[[ Material for this exercise, beginning ]]

PR #11169, opened 2026-03-31
VPN-7203 - Add a warning when not running with "unrestricted" background usage permission

strseb:
This adds a warning if the User is running the App not in "unrestricted" background usage mode. - Clicking it will force a system prompt. We will show this warning only until interacted with it once, so users can dismis it. 

https://github.com/user-attachments/assets/93bda8aa-0549-47ba-ab12-c9c95be9b85b

### DIFF
--- a/src/translations/strings.yaml
+++ b/src/translations/strings.yaml
@@ -360,8 +360,11 @@ settings:
   dnsSettingsInputPlaceholder: Enter custom DNS
   dnsSettingsDisconnectWarning: Changing these settings will cause the VPN to disconnect and reconnect automatically.
   batteryOptimizationWarning:
-    value: For the best experience, tap here to ensure reliable app functionality by disabling battery optimization.
+    value: Allow Mozilla VPN to run in background to ensure VPN connection is maintained
     comment: Warning shown in the settings screen on Android when battery optimization is enabled for the app.
+  batteryOptimizationWarningButton:
+    value: Allow background permissions
+    comment: Button label for the call to action to allow background permissions on Android.
   appExclusionClearAllApps:
     value: Clear all
     comment: Button label to clear all apps from the exclusions list
--- a/src/translations/strings.yaml
+++ b/src/translations/strings.yaml
@@ -359,6 +359,9 @@ settings:
   dnsSettingsWarning: These options may cause some websites to break or not display content correctly.
   dnsSettingsInputPlaceholder: Enter custom DNS
   dnsSettingsDisconnectWarning: Changing these settings will cause the VPN to disconnect and reconnect automatically.
+  batteryOptimizationWarning:
+    value: For the best experience, tap here to ensure reliable app functionality by disabling battery optimization.
+    comment: Warning shown in the settings screen on Android when battery optimization is enabled for the app.
   appExclusionClearAllApps:
     value: Clear all
     comment: Button label to clear all apps from the exclusions list
--- a/src/translations/strings.yaml
+++ b/src/translations/strings.yaml
@@ -360,7 +360,7 @@ settings:
   dnsSettingsInputPlaceholder: Enter custom DNS
   dnsSettingsDisconnectWarning: Changing these settings will cause the VPN to disconnect and reconnect automatically.
   batteryOptimizationWarning:
-    value: Allow Mozilla VPN to run in background to ensure VPN connection is maintained
+    value: Allow Mozilla VPN to run in background to ensure the VPN connection is maintained
     comment: Warning shown in the settings screen on Android when battery optimization is enabled for the app.
   batteryOptimizationWarningButton:
     value: Allow background permissions
--- a/src/translations/strings.yaml
+++ b/src/translations/strings.yaml
@@ -360,7 +360,7 @@ settings:
   dnsSettingsInputPlaceholder: Enter custom DNS
   dnsSettingsDisconnectWarning: Changing these settings will cause the VPN to disconnect and reconnect automatically.
   batteryOptimizationWarning:
-    value: On some devices, Mozilla VPN may be disconnected in the background. If you've experienced this, allow it to run in the background.
+    value: On some devices, Mozilla VPN may be disconnected in the background. If you’ve experienced this, allow it to run in the background.
     comment: Warning shown in the settings screen on Android when battery optimization is enabled for the app.
   batteryOptimizationWarningButton:
     value: Allow background permissions
--- a/src/translations/strings.yaml
+++ b/src/translations/strings.yaml
@@ -360,7 +360,7 @@ settings:
   dnsSettingsInputPlaceholder: Enter custom DNS
   dnsSettingsDisconnectWarning: Changing these settings will cause the VPN to disconnect and reconnect automatically.
   batteryOptimizationWarning:
-    value: Allow Mozilla VPN to run in background to ensure the VPN connection is maintained
+    value: On some devices, Mozilla VPN may be disconnected in the background. If you've experienced this, allow it to run in the background.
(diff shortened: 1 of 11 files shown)


flodolo (approved):

mcleinman (changes requested):
I really don't like using the `MZInformationCard` with a mousearea for this, from a design perspective. Even with `tap here` I'm not sure it's discoverable, and I'm of the opinion we should keep the info cards read-only. If you want, I'm happy to build an optional button in the info card. Want me to work on that real quick?

If we went that route, I'd suggest the card say `Allow Mozilla VPN to run in background to ensure VPN connection is maintained.` combined with `Allow background permissions` for the button. Also, if this is something that will probably happen, I'd suggest we make this an error info card, or something even stronger.

mcleinman:
> > If you want, I'm happy to build an optional button in the info card. Want me to work on that real quick?
> 
> I will never refuse an offer to help me on UI stuff! Please!

@strseb PR is up: https://github.com/mozilla-mobile/mozilla-vpn-client/pull/11173

src/translations/strings.yaml
```diff
@@ -359,6 +359,12 @@ settings:
   dnsSettingsWarning: These options may cause some websites to break or not display content correctly.
   dnsSettingsInputPlaceholder: Enter custom DNS
   dnsSettingsDisconnectWarning: Changing these settings will cause the VPN to disconnect and reconnect automatically.
+  batteryOptimizationWarning:
+    value: Allow Mozilla VPN to run in background to ensure VPN connection is maintained
```
```suggestion
    value: Allow Mozilla VPN to run in background to ensure the VPN connection is maintained
```

Sounds weird without an article?

flodolo (approved):

src/ui/screens/settings/ViewSettingsMenu.qml
```diff
@@ -24,6 +24,31 @@ MZViewBase {
...
+            _infoContent: MZTextBlock {
+                id: batteryWarningText
+                Layout.fillWidth: true
+                text: MZI18n.SettingsBatteryOptimizationWarning
+                //verticalAlignment: Text.AlignVCenter
+            }
+            _buttonAction: function() {
+                    MZSettings.hasDismissedBatteryOptimization = true
+                    BatteryOptimizer.triggerBatteryOptimizationIntent()
+            }
```
artfwo, line 46: once we set `hasDismissedBatteryOptimization` to true, the warning won't reappear, right? (e.g. if the user dismissed the system dialog)

artfwo (approved):

src/ui/screens/settings/ViewSettingsMenu.qml
strseb: That is the idea :) - The intention is to give a hint, not to force them to enable this.

mcleinman:
Why do we want to make this dismissable? If we're pretty confident this is going to hurt the VPN experience, why not leave it there? (This also covers the case where someone taps the button, goes to system page, gets a text or something and goes to deal with it, but then forgets to come back to giving the system permission.)

src/ui/screens/settings/ViewSettingsMenu.qml
```diff
@@ -24,6 +24,31 @@ MZViewBase {
...
+            Layout.preferredWidth: Math.min(window.width - MZTheme.theme.windowMargin * 2,
+                                            MZTheme.theme.navBarMaxWidth)
+            Layout.minimumHeight: batteryWarningText.height + MZTheme.theme.windowMargin * 2
+            Layout.alignment: Qt.AlignHCenter
+
+            _infoContent: MZTextBlock {
+                id: batteryWarningText
+                Layout.fillWidth: true
+                text: MZI18n.SettingsBatteryOptimizationWarning
+                //verticalAlignment: Text.AlignVCenter
```
mcleinman, line 42: remove?

mcleinman (approved):
Approved, but with the prior comment that we may not want to make this dismissable. That said, won't block on that.

strseb:
>Why do we want to make this dismissable? If we're pretty confident this is going to hurt the VPN experience, why not leave it there? (This also covers the case where someone taps the button, goes to system page, gets a text or something and goes to deal with it, but then forgets to come back to giving the system permission.)

My rationale would be that this actually can hurt your battery lifetime,(i.e keep the deamon alive longer when not connected) and depending on the manufaturer it might not even be needed. I.e my google pixel i never even had to do this and i have weeks of background connectivity.  
Even after dismissal people can go to the apps permissions and enable/disable this as needed, i dont think we need to build a 2nd permanent ui for that.  
So i thought of this as maybe more as a hint of "hey this exists"

mcleinman:
> > Why do we want to make this dismissable? If we're pretty confident this is going to hurt the VPN experience, why not leave it there? (This also covers the case where someone taps the button, goes to system page, gets a text or something and goes to deal with it, but then forgets to come back to giving the system permission.)
> 
> My rationale would be that this actually can hurt your battery lifetime,(i.e keep the deamon alive longer when not connected) and depending on the manufaturer it might not even be needed. I.e my google pixel i never even had to do this and i have weeks of background connectivity. Even after dismissal people can go to the apps permissions and enable/disable this as needed, i dont think we need to build a 2nd permanent ui for that. So i thought of this as maybe more as a hint of "hey this exists"

So I understand - the issue is that sometimes this causes the VPN to be closed in the background, but sometimes it does nothing harmful at all? And we're trying to find messaging that lets folks know that? If so, perhaps the message should be adjusted to "...in some situations, this causes the VPN to be disconnected. If this is something you've experienced, consider changing this setting..."? (There isn't a way we can track if the daemon has been closed by the OS, right?)

strseb:
>"...in some situations, this causes the VPN to be disconnected. If this is something you've experienced, consider changing this setting..."?

Wouldn't this be too long for the text box? :sweat_smile: 

>There isn't a way we can track if the daemon has been closed by the OS, right?

There is [ApplicationExitInfo](https://developer.android.com/reference/android/app/ApplicationExitInfo) - theoretically we could check whether the last exit was not clean and take that as a signal, but then again we'd need to be trusting the manufacturer works per-spec (and does not just simulate a swipe-kill)  - where if it would be this would all not be needed as we have the `android:foregroundServiceType="systemExempted"` flag on the daemon.

mcleinman:
> > "...in some situations, this causes the VPN to be disconnected. If this is something you've experienced, consider changing this setting..."?
> 
> Wouldn't this be too long for the text box? 😅

Doesn't look like it (that ellipses at the end was how I wrote it):
Screenshot 92

 
> > There isn't a way we can track if the daemon has been closed by the OS, right?
> 
> There is [ApplicationExitInfo](https://developer.android.com/reference/android/app/ApplicationExitInfo) - theoretically we could check whether the last exit was not clean and take that as a signal, but then again we'd need to be trusting the manufacturer works per-spec (and does not just simulate a swipe-kill) - where if it would be this would all not be needed as we have the `android:foregroundServiceType="systemExempted"` flag on the daemon.

That seems not worth it. But maybe a slightly longer explanation?

src/translations/strings.yaml
```diff
@@ -359,6 +359,12 @@ settings:
   dnsSettingsWarning: These options may cause some websites to break or not display content correctly.
   dnsSettingsInputPlaceholder: Enter custom DNS
   dnsSettingsDisconnectWarning: Changing these settings will cause the VPN to disconnect and reconnect automatically.
+  batteryOptimizationWarning:
+    value: On some devices, Mozilla VPN may be disconnected in the background. If you've experienced this, allow it to run in the background.
```
```suggestion
    value: On some devices, Mozilla VPN may be disconnected in the background. If you’ve experienced this, allow it to run in the background.
```

flodolo (approved):

mcleinman (approved):
Thanks!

[[ Material for this exercise, end ]]

Which lines above contain the word "last"? Copy all of them.

[Task solution]
There is [ApplicationExitInfo](https://developer.android.com/reference/android/app/ApplicationExitInfo) - theoretically we could check whether the last exit was not clean and take that as a signal, but then again we'd need to be trusting the manufacturer works per-spec (and does not just simulate a swipe-kill)  - where if it would be this would all not be needed as we have the `android:foregroundServiceType="systemExempted"` flag on the daemon.
> There is [ApplicationExitInfo](https://developer.android.com/reference/android/app/ApplicationExitInfo) - theoretically we could check whether the last exit was not clean and take that as a signal, but then again we'd need to be trusting the manufacturer works per-spec (and does not just simulate a swipe-kill) - where if it would be this would all not be needed as we have the `android:foregroundServiceType="systemExempted"` flag on the daemon.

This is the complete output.